The task:
Scan the lines below and report each one containing "still" by copying it.

Stored items from a collection:
******
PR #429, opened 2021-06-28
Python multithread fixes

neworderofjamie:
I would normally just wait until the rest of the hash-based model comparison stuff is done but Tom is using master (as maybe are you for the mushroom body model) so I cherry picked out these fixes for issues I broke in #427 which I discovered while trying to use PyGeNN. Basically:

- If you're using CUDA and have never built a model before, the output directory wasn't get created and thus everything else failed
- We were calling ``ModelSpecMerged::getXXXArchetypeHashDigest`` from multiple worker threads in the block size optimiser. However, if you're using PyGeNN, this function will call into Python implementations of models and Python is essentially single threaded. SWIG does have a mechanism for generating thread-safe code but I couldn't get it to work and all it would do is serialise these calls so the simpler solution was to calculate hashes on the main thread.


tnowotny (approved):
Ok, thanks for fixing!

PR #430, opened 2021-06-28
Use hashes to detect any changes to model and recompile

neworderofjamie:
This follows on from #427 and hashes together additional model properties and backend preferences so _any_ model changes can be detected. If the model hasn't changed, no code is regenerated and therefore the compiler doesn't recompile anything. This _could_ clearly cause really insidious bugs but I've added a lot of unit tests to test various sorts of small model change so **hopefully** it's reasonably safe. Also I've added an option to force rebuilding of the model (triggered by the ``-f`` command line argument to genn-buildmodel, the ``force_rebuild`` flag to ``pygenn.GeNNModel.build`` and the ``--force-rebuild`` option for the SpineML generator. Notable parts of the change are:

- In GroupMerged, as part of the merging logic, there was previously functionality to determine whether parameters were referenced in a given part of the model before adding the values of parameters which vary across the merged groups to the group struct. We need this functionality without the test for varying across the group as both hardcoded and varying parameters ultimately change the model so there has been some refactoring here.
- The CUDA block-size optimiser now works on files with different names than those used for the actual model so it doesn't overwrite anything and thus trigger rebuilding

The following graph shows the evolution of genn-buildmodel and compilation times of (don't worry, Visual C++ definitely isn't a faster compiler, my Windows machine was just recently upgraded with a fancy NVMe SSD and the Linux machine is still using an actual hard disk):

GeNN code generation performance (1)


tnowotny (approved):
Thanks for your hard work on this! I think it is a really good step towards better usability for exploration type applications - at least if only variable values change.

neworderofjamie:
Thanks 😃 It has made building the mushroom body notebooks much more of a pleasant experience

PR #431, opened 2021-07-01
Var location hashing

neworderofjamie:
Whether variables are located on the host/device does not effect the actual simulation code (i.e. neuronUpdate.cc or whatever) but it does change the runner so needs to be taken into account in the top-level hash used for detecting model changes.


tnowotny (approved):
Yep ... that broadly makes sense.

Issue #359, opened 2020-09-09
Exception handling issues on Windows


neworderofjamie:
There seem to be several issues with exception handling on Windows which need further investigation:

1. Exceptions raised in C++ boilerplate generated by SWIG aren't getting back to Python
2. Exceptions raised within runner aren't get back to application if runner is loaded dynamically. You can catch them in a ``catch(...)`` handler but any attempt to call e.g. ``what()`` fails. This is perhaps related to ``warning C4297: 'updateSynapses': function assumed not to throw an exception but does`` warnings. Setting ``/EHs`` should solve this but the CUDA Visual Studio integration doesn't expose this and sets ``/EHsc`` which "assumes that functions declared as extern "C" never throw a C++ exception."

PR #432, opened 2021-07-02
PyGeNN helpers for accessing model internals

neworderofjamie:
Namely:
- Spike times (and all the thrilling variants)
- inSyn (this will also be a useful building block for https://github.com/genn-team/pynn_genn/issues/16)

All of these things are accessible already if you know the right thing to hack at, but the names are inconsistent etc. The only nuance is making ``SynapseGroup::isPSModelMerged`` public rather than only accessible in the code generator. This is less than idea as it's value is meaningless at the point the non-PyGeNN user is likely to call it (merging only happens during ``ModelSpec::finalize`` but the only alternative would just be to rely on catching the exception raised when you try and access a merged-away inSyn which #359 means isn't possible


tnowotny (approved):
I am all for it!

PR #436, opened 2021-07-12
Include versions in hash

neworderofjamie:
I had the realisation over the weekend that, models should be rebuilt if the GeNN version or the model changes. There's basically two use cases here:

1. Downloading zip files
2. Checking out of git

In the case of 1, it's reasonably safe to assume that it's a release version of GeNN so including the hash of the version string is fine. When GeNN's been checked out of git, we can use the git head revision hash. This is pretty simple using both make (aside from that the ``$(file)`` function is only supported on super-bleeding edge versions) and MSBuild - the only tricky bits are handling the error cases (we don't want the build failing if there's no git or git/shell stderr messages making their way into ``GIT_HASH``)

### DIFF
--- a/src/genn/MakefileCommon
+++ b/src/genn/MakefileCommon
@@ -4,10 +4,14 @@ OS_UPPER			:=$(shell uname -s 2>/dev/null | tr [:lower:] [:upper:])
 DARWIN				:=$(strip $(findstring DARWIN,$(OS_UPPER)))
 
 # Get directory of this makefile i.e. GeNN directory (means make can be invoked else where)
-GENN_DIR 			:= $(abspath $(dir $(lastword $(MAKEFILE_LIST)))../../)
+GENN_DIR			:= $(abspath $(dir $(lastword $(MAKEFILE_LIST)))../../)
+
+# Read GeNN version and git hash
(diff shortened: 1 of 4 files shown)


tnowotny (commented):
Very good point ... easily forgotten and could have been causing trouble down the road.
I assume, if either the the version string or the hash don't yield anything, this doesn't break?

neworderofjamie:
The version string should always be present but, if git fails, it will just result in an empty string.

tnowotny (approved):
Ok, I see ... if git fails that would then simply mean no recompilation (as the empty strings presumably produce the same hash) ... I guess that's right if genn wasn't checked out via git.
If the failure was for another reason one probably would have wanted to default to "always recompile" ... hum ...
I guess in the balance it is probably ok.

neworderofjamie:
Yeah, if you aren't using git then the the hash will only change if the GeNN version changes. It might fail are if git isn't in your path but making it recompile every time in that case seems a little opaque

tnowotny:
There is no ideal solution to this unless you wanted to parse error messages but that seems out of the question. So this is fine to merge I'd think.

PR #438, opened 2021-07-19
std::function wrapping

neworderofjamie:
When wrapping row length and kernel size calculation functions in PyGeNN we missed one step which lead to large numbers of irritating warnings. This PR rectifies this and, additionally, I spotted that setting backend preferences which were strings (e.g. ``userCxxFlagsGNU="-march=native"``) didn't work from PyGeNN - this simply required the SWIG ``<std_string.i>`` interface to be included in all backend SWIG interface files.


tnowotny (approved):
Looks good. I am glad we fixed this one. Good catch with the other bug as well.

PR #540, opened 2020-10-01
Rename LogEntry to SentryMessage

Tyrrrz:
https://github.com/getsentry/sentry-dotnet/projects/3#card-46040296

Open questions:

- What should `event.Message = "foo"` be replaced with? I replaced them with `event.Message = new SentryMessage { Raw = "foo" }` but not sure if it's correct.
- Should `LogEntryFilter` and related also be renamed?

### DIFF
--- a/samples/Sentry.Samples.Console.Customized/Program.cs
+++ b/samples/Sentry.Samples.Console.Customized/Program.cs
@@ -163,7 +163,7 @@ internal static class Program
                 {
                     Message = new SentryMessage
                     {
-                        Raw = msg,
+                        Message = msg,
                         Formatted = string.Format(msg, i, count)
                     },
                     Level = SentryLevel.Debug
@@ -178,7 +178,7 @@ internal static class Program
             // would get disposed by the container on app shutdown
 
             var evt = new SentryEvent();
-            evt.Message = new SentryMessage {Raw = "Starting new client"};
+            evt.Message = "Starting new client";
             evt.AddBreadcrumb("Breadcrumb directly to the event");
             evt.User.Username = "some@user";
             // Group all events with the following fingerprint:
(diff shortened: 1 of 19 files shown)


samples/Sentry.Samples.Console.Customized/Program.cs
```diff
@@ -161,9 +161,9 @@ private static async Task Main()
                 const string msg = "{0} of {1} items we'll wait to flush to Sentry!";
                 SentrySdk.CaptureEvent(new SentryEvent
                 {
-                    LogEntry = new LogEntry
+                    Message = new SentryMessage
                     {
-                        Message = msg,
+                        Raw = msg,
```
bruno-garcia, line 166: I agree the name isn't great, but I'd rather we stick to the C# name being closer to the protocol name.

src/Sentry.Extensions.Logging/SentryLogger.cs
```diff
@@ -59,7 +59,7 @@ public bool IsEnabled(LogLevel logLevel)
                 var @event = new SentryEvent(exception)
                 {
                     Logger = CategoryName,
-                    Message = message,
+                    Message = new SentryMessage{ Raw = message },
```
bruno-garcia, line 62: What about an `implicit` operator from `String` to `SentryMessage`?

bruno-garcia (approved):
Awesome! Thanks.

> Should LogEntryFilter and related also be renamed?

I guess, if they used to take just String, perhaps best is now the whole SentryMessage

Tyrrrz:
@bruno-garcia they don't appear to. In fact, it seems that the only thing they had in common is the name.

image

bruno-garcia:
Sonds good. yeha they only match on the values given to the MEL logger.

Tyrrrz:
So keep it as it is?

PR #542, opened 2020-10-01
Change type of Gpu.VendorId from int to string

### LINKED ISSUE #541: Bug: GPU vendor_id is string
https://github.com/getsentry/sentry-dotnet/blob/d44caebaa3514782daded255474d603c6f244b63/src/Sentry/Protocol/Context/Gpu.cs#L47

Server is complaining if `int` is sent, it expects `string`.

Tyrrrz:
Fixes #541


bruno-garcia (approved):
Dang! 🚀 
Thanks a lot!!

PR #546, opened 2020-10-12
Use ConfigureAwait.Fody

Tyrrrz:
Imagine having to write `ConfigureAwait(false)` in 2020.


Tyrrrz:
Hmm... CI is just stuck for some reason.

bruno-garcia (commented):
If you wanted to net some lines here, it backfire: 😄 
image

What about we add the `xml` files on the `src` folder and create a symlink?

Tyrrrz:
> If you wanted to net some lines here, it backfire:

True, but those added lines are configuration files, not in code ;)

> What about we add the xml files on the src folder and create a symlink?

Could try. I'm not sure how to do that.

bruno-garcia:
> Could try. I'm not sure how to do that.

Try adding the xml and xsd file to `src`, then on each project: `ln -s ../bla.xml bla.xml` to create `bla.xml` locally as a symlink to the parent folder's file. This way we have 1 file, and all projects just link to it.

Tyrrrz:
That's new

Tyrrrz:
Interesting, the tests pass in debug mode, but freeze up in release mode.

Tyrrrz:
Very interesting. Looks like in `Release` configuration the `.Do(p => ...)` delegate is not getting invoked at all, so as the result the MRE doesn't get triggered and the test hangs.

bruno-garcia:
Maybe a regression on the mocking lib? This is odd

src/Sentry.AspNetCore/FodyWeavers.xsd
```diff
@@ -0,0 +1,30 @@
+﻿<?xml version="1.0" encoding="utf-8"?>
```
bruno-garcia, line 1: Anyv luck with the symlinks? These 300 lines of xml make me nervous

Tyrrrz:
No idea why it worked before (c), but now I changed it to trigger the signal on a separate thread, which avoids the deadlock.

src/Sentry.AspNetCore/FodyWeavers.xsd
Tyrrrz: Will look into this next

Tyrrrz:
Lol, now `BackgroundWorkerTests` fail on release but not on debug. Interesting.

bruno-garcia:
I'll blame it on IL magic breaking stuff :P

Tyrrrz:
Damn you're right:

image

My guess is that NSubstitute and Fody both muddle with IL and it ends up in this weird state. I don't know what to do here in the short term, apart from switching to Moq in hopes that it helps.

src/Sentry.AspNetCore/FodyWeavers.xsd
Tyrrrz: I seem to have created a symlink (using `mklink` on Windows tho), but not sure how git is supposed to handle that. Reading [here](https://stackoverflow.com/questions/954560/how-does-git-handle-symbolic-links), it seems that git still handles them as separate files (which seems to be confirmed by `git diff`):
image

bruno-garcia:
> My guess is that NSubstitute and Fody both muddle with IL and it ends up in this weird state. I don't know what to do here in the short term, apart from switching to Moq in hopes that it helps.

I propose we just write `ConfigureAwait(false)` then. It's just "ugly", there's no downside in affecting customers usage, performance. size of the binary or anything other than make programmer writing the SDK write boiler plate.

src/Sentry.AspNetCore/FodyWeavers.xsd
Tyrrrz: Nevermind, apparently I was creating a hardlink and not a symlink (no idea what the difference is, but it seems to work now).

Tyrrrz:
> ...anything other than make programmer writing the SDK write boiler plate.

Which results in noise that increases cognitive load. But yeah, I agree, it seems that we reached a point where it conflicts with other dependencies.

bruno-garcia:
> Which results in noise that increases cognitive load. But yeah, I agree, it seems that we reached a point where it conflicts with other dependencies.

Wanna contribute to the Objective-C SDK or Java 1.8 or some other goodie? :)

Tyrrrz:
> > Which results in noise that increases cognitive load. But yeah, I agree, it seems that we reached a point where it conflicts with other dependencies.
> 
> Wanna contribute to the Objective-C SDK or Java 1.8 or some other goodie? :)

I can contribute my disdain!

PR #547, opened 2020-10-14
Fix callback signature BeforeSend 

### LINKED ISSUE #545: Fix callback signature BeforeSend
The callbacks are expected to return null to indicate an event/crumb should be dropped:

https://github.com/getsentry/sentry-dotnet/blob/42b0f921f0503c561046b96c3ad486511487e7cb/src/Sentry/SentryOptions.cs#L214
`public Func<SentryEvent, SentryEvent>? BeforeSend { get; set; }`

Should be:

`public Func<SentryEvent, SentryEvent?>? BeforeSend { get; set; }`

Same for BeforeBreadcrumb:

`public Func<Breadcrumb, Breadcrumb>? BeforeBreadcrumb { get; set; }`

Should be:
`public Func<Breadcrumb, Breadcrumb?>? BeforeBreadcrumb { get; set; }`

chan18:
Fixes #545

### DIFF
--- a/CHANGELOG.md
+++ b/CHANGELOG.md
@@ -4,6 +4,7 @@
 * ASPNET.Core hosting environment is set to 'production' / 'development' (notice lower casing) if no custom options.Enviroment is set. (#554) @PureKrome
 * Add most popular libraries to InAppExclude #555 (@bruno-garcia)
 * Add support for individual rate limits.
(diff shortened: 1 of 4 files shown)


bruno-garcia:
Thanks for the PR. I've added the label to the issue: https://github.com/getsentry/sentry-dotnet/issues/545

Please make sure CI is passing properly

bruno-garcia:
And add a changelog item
******
Solution to this exercise:
The following graph shows the evolution of genn-buildmodel and compilation times of (don't worry, Visual C++ definitely isn't a faster compiler, my Windows machine was just recently upgraded with a fancy NVMe SSD and the Linux machine is still using an actual hard disk):
Tyrrrz: I seem to have created a symlink (using `mklink` on Windows tho), but not sure how git is supposed to handle that. Reading [here](https://stackoverflow.com/questions/954560/how-does-git-handle-symbolic-links), it seems that git still handles them as separate files (which seems to be confirmed by `git diff`):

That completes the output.